• What needs to be done
In your reply, reproduce the lines from the first one below to the line containing "already reads |", inclusive, exactly as they stand.

──────── Supplied entries ────────

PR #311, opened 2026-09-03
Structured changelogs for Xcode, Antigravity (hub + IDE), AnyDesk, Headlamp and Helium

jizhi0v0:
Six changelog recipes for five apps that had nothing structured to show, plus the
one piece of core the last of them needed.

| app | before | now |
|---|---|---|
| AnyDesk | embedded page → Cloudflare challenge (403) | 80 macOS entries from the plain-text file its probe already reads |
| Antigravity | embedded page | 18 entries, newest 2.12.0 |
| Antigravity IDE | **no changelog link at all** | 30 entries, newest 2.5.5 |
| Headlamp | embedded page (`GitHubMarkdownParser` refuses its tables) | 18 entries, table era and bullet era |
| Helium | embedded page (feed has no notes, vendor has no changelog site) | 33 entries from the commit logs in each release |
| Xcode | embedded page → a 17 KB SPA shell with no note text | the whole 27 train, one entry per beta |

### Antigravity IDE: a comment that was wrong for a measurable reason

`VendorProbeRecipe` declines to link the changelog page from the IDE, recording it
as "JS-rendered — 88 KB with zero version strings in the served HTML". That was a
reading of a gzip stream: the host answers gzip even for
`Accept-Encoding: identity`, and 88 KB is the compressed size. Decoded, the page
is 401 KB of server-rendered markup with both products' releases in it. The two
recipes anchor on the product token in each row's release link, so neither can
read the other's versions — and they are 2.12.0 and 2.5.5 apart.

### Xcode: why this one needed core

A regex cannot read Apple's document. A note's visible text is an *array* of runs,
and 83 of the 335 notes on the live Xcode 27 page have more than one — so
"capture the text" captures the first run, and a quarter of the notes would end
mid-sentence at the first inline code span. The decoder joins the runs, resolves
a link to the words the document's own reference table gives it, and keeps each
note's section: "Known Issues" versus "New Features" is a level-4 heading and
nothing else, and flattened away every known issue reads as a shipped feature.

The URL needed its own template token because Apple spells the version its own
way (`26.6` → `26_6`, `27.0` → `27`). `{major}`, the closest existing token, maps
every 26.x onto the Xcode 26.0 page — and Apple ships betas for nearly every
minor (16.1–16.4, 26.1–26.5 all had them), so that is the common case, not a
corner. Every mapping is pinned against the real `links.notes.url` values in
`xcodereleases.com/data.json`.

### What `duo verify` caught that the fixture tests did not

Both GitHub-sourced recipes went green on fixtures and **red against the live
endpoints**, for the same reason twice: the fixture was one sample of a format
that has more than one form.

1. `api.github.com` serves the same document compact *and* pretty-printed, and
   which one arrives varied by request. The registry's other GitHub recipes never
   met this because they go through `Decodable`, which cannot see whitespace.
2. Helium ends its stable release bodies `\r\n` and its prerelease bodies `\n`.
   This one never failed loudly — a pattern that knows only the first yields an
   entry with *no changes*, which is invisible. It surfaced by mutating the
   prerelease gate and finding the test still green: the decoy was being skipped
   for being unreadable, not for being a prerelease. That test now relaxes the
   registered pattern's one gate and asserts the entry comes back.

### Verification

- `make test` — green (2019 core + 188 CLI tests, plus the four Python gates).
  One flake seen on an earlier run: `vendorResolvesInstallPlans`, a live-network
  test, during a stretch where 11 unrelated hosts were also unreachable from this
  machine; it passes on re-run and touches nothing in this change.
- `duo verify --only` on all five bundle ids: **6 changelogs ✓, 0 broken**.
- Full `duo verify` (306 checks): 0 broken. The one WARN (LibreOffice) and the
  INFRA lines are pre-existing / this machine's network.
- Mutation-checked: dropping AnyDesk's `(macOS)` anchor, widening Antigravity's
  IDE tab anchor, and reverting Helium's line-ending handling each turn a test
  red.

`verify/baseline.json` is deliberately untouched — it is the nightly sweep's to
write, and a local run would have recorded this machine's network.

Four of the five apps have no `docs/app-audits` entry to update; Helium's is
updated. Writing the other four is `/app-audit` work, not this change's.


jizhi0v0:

────────

• Answer to this problem
PR #311, opened 2026-09-03
Structured changelogs for Xcode, Antigravity (hub + IDE), AnyDesk, Headlamp and Helium

jizhi0v0:
Six changelog recipes for five apps that had nothing structured to show, plus the
one piece of core the last of them needed.

| app | before | now |
|---|---|---|
| AnyDesk | embedded page → Cloudflare challenge (403) | 80 macOS entries from the plain-text file its probe already reads |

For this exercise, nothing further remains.